WHAT THE EXERCISE ASKS ->
Please set down all of the data below verbatim.

DATA FOR REVIEW ->
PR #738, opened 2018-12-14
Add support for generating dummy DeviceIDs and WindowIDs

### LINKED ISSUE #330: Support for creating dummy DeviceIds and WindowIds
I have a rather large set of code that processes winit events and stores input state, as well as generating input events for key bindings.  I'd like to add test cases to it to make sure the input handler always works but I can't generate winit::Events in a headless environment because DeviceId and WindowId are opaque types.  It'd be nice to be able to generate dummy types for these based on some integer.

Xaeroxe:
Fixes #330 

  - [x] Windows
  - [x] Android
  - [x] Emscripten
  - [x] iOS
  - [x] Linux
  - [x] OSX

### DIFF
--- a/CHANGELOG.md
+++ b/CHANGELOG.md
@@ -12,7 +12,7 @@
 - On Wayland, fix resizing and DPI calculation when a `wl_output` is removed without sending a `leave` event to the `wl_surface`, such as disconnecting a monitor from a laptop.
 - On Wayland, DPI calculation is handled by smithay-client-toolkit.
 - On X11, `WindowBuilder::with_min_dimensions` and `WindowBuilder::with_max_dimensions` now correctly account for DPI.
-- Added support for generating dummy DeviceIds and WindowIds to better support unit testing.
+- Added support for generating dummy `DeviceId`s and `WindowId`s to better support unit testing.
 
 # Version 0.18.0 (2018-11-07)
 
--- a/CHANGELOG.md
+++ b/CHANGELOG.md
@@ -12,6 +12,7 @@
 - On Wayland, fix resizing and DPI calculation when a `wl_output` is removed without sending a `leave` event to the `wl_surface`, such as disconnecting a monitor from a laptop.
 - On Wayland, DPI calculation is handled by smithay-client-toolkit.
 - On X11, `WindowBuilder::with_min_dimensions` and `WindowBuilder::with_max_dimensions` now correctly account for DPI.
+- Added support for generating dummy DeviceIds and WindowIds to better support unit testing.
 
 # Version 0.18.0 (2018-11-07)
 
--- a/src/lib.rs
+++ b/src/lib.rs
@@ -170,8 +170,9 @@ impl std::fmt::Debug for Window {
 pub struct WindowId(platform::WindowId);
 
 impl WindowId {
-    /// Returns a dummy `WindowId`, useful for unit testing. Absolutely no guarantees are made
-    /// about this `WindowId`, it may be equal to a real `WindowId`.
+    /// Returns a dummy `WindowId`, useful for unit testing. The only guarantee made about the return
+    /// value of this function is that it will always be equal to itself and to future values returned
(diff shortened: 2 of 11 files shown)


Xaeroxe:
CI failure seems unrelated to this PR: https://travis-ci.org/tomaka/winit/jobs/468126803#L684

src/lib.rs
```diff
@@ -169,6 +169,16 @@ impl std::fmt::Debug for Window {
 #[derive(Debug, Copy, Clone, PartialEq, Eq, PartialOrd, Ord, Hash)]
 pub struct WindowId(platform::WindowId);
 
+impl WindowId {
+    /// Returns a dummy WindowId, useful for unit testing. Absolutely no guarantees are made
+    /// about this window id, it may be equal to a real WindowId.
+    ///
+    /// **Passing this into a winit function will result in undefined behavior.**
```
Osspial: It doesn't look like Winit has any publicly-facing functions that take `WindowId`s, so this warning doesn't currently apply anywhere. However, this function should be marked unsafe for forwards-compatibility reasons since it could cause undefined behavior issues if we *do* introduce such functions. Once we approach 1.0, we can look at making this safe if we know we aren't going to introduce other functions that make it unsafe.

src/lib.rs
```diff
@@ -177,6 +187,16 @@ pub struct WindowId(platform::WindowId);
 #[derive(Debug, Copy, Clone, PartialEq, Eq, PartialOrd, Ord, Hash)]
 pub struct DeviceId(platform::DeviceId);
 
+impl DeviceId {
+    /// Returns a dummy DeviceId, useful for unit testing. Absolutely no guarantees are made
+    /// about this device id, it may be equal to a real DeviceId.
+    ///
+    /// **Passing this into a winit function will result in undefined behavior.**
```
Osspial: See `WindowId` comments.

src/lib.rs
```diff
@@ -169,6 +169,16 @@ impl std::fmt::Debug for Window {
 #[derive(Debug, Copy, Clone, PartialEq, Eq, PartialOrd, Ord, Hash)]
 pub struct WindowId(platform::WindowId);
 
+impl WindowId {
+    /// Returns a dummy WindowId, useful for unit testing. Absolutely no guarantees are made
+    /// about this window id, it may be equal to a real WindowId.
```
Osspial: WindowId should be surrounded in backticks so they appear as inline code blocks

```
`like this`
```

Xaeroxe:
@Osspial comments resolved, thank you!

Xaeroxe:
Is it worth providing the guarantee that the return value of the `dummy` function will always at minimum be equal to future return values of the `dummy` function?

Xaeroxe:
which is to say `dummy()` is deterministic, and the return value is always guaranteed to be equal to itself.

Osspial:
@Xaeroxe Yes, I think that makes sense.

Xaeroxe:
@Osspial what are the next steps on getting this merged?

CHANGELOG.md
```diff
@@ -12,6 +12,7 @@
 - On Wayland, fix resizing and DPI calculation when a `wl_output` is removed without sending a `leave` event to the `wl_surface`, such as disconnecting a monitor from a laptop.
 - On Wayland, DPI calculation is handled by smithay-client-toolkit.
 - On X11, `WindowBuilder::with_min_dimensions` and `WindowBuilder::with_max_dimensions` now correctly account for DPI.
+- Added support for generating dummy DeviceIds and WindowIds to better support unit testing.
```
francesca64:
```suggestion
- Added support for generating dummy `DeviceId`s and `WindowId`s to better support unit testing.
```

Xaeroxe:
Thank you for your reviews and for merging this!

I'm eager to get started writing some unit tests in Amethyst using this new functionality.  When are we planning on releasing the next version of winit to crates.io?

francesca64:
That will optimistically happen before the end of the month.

REPLY ->
PR #738, opened 2018-12-14
Add support for generating dummy DeviceIDs and WindowIDs

### LINKED ISSUE #330: Support for creating dummy DeviceIds and WindowIds
I have a rather large set of code that processes winit events and stores input state, as well as generating input events for key bindings.  I'd like to add test cases to it to make sure the input handler always works but I can't generate winit::Events in a headless environment because DeviceId and WindowId are opaque types.  It'd be nice to be able to generate dummy types for these based on some integer.

Xaeroxe:
Fixes #330 

  - [x] Windows
  - [x] Android
  - [x] Emscripten
  - [x] iOS
  - [x] Linux
  - [x] OSX

### DIFF
--- a/CHANGELOG.md
+++ b/CHANGELOG.md
@@ -12,7 +12,7 @@
 - On Wayland, fix resizing and DPI calculation when a `wl_output` is removed without sending a `leave` event to the `wl_surface`, such as disconnecting a monitor from a laptop.
 - On Wayland, DPI calculation is handled by smithay-client-toolkit.
 - On X11, `WindowBuilder::with_min_dimensions` and `WindowBuilder::with_max_dimensions` now correctly account for DPI.
-- Added support for generating dummy DeviceIds and WindowIds to better support unit testing.
+- Added support for generating dummy `DeviceId`s and `WindowId`s to better support unit testing.
 
 # Version 0.18.0 (2018-11-07)
 
--- a/CHANGELOG.md
+++ b/CHANGELOG.md
@@ -12,6 +12,7 @@
 - On Wayland, fix resizing and DPI calculation when a `wl_output` is removed without sending a `leave` event to the `wl_surface`, such as disconnecting a monitor from a laptop.
 - On Wayland, DPI calculation is handled by smithay-client-toolkit.
 - On X11, `WindowBuilder::with_min_dimensions` and `WindowBuilder::with_max_dimensions` now correctly account for DPI.
+- Added support for generating dummy DeviceIds and WindowIds to better support unit testing.
 
 # Version 0.18.0 (2018-11-07)
 
--- a/src/lib.rs
+++ b/src/lib.rs
@@ -170,8 +170,9 @@ impl std::fmt::Debug for Window {
 pub struct WindowId(platform::WindowId);
 
 impl WindowId {
-    /// Returns a dummy `WindowId`, useful for unit testing. Absolutely no guarantees are made
-    /// about this `WindowId`, it may be equal to a real `WindowId`.
+    /// Returns a dummy `WindowId`, useful for unit testing. The only guarantee made about the return
+    /// value of this function is that it will always be equal to itself and to future values returned
(diff shortened: 2 of 11 files shown)


Xaeroxe:
CI failure seems unrelated to this PR: https://travis-ci.org/tomaka/winit/jobs/468126803#L684

src/lib.rs
```diff
@@ -169,6 +169,16 @@ impl std::fmt::Debug for Window {
 #[derive(Debug, Copy, Clone, PartialEq, Eq, PartialOrd, Ord, Hash)]
 pub struct WindowId(platform::WindowId);
 
+impl WindowId {
+    /// Returns a dummy WindowId, useful for unit testing. Absolutely no guarantees are made
+    /// about this window id, it may be equal to a real WindowId.
+    ///
+    /// **Passing this into a winit function will result in undefined behavior.**
```
Osspial: It doesn't look like Winit has any publicly-facing functions that take `WindowId`s, so this warning doesn't currently apply anywhere. However, this function should be marked unsafe for forwards-compatibility reasons since it could cause undefined behavior issues if we *do* introduce such functions. Once we approach 1.0, we can look at making this safe if we know we aren't going to introduce other functions that make it unsafe.

src/lib.rs
```diff
@@ -177,6 +187,16 @@ pub struct WindowId(platform::WindowId);
 #[derive(Debug, Copy, Clone, PartialEq, Eq, PartialOrd, Ord, Hash)]
 pub struct DeviceId(platform::DeviceId);
 
+impl DeviceId {
+    /// Returns a dummy DeviceId, useful for unit testing. Absolutely no guarantees are made
+    /// about this device id, it may be equal to a real DeviceId.
+    ///
+    /// **Passing this into a winit function will result in undefined behavior.**
```
Osspial: See `WindowId` comments.

src/lib.rs
```diff
@@ -169,6 +169,16 @@ impl std::fmt::Debug for Window {
 #[derive(Debug, Copy, Clone, PartialEq, Eq, PartialOrd, Ord, Hash)]
 pub struct WindowId(platform::WindowId);
 
+impl WindowId {
+    /// Returns a dummy WindowId, useful for unit testing. Absolutely no guarantees are made
+    /// about this window id, it may be equal to a real WindowId.
```
Osspial: WindowId should be surrounded in backticks so they appear as inline code blocks

```
`like this`
```

Xaeroxe:
@Osspial comments resolved, thank you!

Xaeroxe:
Is it worth providing the guarantee that the return value of the `dummy` function will always at minimum be equal to future return values of the `dummy` function?

Xaeroxe:
which is to say `dummy()` is deterministic, and the return value is always guaranteed to be equal to itself.

Osspial:
@Xaeroxe Yes, I think that makes sense.

Xaeroxe:
@Osspial what are the next steps on getting this merged?

CHANGELOG.md
```diff
@@ -12,6 +12,7 @@
 - On Wayland, fix resizing and DPI calculation when a `wl_output` is removed without sending a `leave` event to the `wl_surface`, such as disconnecting a monitor from a laptop.
 - On Wayland, DPI calculation is handled by smithay-client-toolkit.
 - On X11, `WindowBuilder::with_min_dimensions` and `WindowBuilder::with_max_dimensions` now correctly account for DPI.
+- Added support for generating dummy DeviceIds and WindowIds to better support unit testing.
```
francesca64:
```suggestion
- Added support for generating dummy `DeviceId`s and `WindowId`s to better support unit testing.
```

Xaeroxe:
Thank you for your reviews and for merging this!

I'm eager to get started writing some unit tests in Amethyst using this new functionality.  When are we planning on releasing the next version of winit to crates.io?

francesca64:
That will optimistically happen before the end of the month.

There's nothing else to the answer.